Met dank overgenomen van EUobserver (EUOBSERVER), gepubliceerd op dinsdag 14 december 2010, 9:29.

EUOBSERVER / BRUSSELS - President Jerzy Buzek has launched a lawsuit over an alleged extortion attempt, MEPs have awarded themselves €100,000 in tax-free expenses and a eurosceptic MEP has been slapped with a fine for verbal abuse in stories emanating on Monday (13 December) from this year's last plenary session of the European Parliament.

In an interview with the Polish radio station Radio Zet, Mr Buzek confirmed that an investigation is underway after a woman claiming to work as his advisor placed a telephone call to one of Poland's richest men, looking for a "donation."

The businessman, Jan Kulczyk, was reportedly told by the impersonator in October that the government had decided to sell Poland's third-largest utility, Enea, to his investment vehicle, Kulczyk Holding, and was subsequently given bank account details for his contribution to a "charity".
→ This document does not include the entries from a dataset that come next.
PR #895, opened 2024-03-11
[server][da-vinci] Remove noise when clearing offsets without metadata partition

huangminchn:
## Summary
When a version is retired, both Helix resource and ingestion task will be deleted/killed; when Helix resource is deleted, OFFLINE->DROPPED transition message will be sent to server; and when ingestion task is killed, a kill-job message will be sent to servers; these two deletions are happening independently; if transitions are done before kill-job, and if ingestion task is trying to flush RESET_OFFSET actions, servers will fail to find metadata partition.

If metadata partition doesn't exist when trying to clear offsets, there is nothing left to clear and thus no point throwing exception for it.

## How was this PR tested?
CI

### DIFF
--- a/clients/da-vinci-client/src/main/java/com/linkedin/davinci/store/AbstractStorageEngine.java
+++ b/clients/da-vinci-client/src/main/java/com/linkedin/davinci/store/AbstractStorageEngine.java
@@ -58,7 +58,7 @@ public abstract class AbstractStorageEngine<Partition extends AbstractStoragePar
   // Using a large positive number for metadata partition id instead of -1 can avoid database naming issues.
   public static final int METADATA_PARTITION_ID = 1000_000_000;
 
-  private final String storeName;
+  private final String storeVersionName;
   private final SparseConcurrentList<Partition> partitionList = new SparseConcurrentList<>();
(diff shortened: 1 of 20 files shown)


clients/da-vinci-client/src/main/java/com/linkedin/davinci/store/AbstractStorageEngine.java
```diff
@@ -579,7 +579,8 @@ public synchronized Optional<OffsetRecord> getPartitionOffset(int partitionId) {
    */
   public synchronized void clearPartitionOffset(int partitionId) {
     if (!metadataPartitionCreated()) {
-      throw new StorageInitializationException("Metadata partition not created!");
+      LOGGER.info("Metadata partition not created; there is nothing to clear!");
```
majisourav99, line 582: can you add more info in the log like resource name/partition etc.

huangminchn: Good call! Updated.

majisourav99 (approved):
Thanks for clarifying the store to storeVersion field name!

PR #897, opened 2024-03-12
[server] Extend retry for new superset schema fetching.

haoxu07:

Previous when user updates a new value schema to the AAWC store, the ongoing ingestion will get acknowledged by ZK store to refresh the schema. Previous retry for fetching the new schema from zk is 3 times with a fixed 100ms, which is very short. Without fetching new schema, the store ingestion could fail.  For a real-prod system, usually server need to wait for 3~5 seconds to fetch this schema after new schema registered.  Here we use exponential back off retry.

## How was this PR tested?

Test in prod system by update test store's value schema.

- [ *] No. You can skip the rest of this section.

### DIFF
--- a/internal/venice-common/src/main/java/com/linkedin/venice/helix/HelixReadOnlySchemaRepository.java
+++ b/internal/venice-common/src/main/java/com/linkedin/venice/helix/HelixReadOnlySchemaRepository.java
@@ -163,7 +163,10 @@ public class HelixReadOnlySchemaRepository implements ReadOnlySchemaRepository, 
     Store store = getStoreRepository().getStore(storeName);
     int supersetSchemaId = store.getLatestSuperSetValueSchemaId();
     AtomicReference<SchemaEntry> supersetSchemaEntry = new AtomicReference<>();
-    RetryUtils.executeWithMaxAttempt(() -> {
+    long currentTimestamp = System.currentTimeMillis();
+    List<Class<? extends Throwable>> retriableExceptions =
+        Collections.singletonList(InvalidVeniceSchemaException.class);
+    RetryUtils.executeWithMaxAttemptAndExponentialBackoff(() -> {
       try {
         getSchemaLock().writeLock().lock();
         SchemaData schemaData = getSchemaMap().get(storeName);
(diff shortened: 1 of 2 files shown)


internal/venice-common/src/main/java/com/linkedin/venice/helix/HelixReadOnlySchemaRepository.java
```diff
@@ -163,7 +163,10 @@ SchemaEntry forceRefreshSupersetSchemaWithRetry(String storeName) {
     Store store = getStoreRepository().getStore(storeName);
     int supersetSchemaId = store.getLatestSuperSetValueSchemaId();
     AtomicReference<SchemaEntry> supersetSchemaEntry = new AtomicReference<>();
-    RetryUtils.executeWithMaxAttempt(() -> {
+    Long currentTimestamp = System.currentTimeMillis();
```
sixpluszero, line 166: nit: Use long instead of Long to avoid auto boxing

internal/venice-common/src/main/java/com/linkedin/venice/helix/HelixReadOnlySchemaRepository.java
```diff
@@ -176,7 +179,13 @@ SchemaEntry forceRefreshSupersetSchemaWithRetry(String storeName) {
       } finally {
         getSchemaLock().writeLock().unlock();
       }
-    }, 3, Duration.ofMillis(100), Collections.singletonList(InvalidVeniceSchemaException.class));
+    }, 10, Duration.ofSeconds(1), Duration.ofMinutes(1), Duration.ofMinutes(5), retriableExceptions);
+    Long timePassed = System.currentTimeMillis() - currentTimestamp;
```
sixpluszero, line 183: same here.

sixpluszero (approved):
Thanks Hao! Looks good to me. Left a minor comment, should be easy to resolve.

internal/venice-common/src/main/java/com/linkedin/venice/helix/HelixReadOnlySchemaRepository.java
haoxu07: Fixed

sixpluszero (approved):

PR #898, opened 2024-03-13
[vpj] Clean up PushJobSetting to remove DataWriterMRJob specific fields

nisargthakkar:
## Clean up `PushJobSetting` and remove `DataWriterMRJob` specific fields

`PushJobSetting` has two configs that are specific to `DataWriterMRJob`. This is an anti-pattern and this commit moves them into `DataWriterMRJob`

## How was this PR tested?

GH CI


m-nagarajan (approved):
LGTM.  Thanks.

PR #900, opened 2024-03-14
[all] Bumped up the tehuti dep to pick up the latest release

gaojieliu:
Bump up the tehuti dep to pick up the latest AsyncGauge execution optimization.

## How was this PR tested?
CI

### DIFF
--- a/internal/venice-client-common/src/main/java/com/linkedin/venice/utils/metrics/MetricsRepositoryUtils.java
+++ b/internal/venice-client-common/src/main/java/com/linkedin/venice/utils/metrics/MetricsRepositoryUtils.java
@@ -1,10 +1,8 @@
 package com.linkedin.venice.utils.metrics;
 
-import com.linkedin.venice.utils.DaemonThreadFactory;
-import io.tehuti.metrics.AsyncGaugeConfig;
 import io.tehuti.metrics.MetricConfig;
 import io.tehuti.metrics.MetricsRepository;
-import java.util.concurrent.Executors;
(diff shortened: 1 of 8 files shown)


internal/venice-client-common/src/main/java/com/linkedin/venice/utils/metrics/MetricsRepositoryUtils.java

"This is an unprecedented attempt to make trouble, and must be explained," Mr Buzek, a former Polish prime minister, said. He already informed the public prosecutor's office in Poland of a possible crime "a couple of weeks ago," the EP chief added.
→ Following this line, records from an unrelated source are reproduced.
PR #902, opened 2024-03-15
[controller] DaVinci offline instance wait time is now configurable

huangminchn:
## Summary
Previously the offline instance wait time is hardcoded to 5 minutes; this PR makes it configureable with config name:
da.vinci.offline.instance.wait.time.in.minutes

Default value is set to 15 minutes.

## How was this PR tested?
CI

### DIFF
--- a/internal/venice-common/src/main/java/com/linkedin/venice/ConfigKeys.java
+++ b/internal/venice-common/src/main/java/com/linkedin/venice/ConfigKeys.java
@@ -1757,6 +1757,13 @@ public class ConfigKeys {
       "push.status.store.heartbeat.expiration.seconds";
 
   /**
+   * Controller will wait for unresponsive DaVinci instances for this amount of time before announcing the push fails
+   * on DaVinci side.
+   */
+  public static final String DA_VINCI_OFFLINE_INSTANCE_WAIT_TIME_IN_MINUTES =
+      "da.vinci.offline.instance.wait.time.in.minutes";
+
+  /**
    * Derived schemaId for push status store write compute.
    */
   public static final String PUSH_STATUS_STORE_DERIVED_SCHEMA_ID = "push.status.store.derived.schema.id";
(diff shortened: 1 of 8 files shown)


internal/venice-common/src/main/java/com/linkedin/venice/ConfigKeys.java
```diff
@@ -1756,6 +1756,13 @@ private ConfigKeys() {
   public static final String PUSH_STATUS_STORE_HEARTBEAT_EXPIRATION_TIME_IN_SECONDS =
```
gaojieliu, line 1756: @sixpluszero 
I thought this config is used to control when to mark a DaVinci instance as offline or not, no?

sixpluszero: Yes, this is the original config for PushStatusReader to see if the retrieved HB for an instance is stale or not.

gaojieliu: Sure, can we just bump this config to make Controller more tolerant to handle the spiky push status write from massive DVC instances during push? Do we still need this new change?

sixpluszero: Actually this sounds like a good idea... If tweak this to 20-30 mins for example, instances might be good after the offset spike comes down...

sixpluszero: Reading the HB retrieval code, if HB is not available at all, ti will be marked as 0 and instance will still be considered offline. But this is based on the fact that certain instance has been reporting status. I think it will report one HB before it report STARTED, because HB reporting thread does not have initial delay

gaojieliu: If there is no HB from a certain DVC instance, that instance won't show up in the push status tracking map for that specific store version, right? I assume the HB event would be the first event in the tracking per DVC instance.
If that works, let us try to tweak the existing config to see whether it works before adding a new one.

huangminchn: We have increased the timeout for determining offline DVC instance using an existing config. I am going to discard this PR.

PR #903, opened 2024-03-18
[vpj] Cleanup dictionary fetching logic from various sources

nisargthakkar:
## Cleanup dictionary fetching logic from various sources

Poland's privatisation of Enea is a long-running saga. Although Mr Kulczyk got exclusive negotiating rights to buy the firm in October, the government later resumed negotiations with other interested parties.

MEPs in Strasbourg on Monday meanwhile began their last plenary session of the year by voting on a new crisis-busting allowance of €100,000 a year in tax-free, proof-of-expenditure-free expenses.

The decision - amounting to €3,600 per MEP - was due to be taken by the bureau, the EP's top administrative body, with the money due to be paid into euro-deputies accounts by 1 January and backdated to July 2009, UK daily The Telegraph reports.

Member states were already infuriated earlier this year when the commission and the European Parliament sought a six percent increase in next year's EU budget, with MEPs now set to approve a more modest 2.9 percent increase on Wednesday.

At the same time, Europe's top court recently ruled against member states in a dispute over EU civil servant salaries. Governments voted in December 2009 to halve a planned 3.7 percent annual increase in salaries for EU officials. But last month the European Court of Justice announced the move was illegal.

One member of the European Parliament could do with a bit of extra cash.

On Monday, Mr Buzek announced that British eurosceptic MEP Godfrey Bloom would not be allowed to receive his per diem expenses for the next seven days because of his "behaviour during the last session" and his refusal to apologise.

Mr Bloom was kicked out of parliament during the last session after he muttered the Nazi motto "One People, One Empire, One Leader" to German Socialist MEP Martin Schulz. Mr Schulz, who is head of the Social-Democrats in the European Parliament, was in the process of giving a fiery speech 'exposing' a Franco-German entente with the UK over economic governance.

As MEPs voiced their outrage at the remark, parliamentary president Jerzy Buzek demanded that Mr Bloom apologise. Mr Bloom said instead that: "The views expressed by Herr Schulz make the case. He is an undemocratic fascist."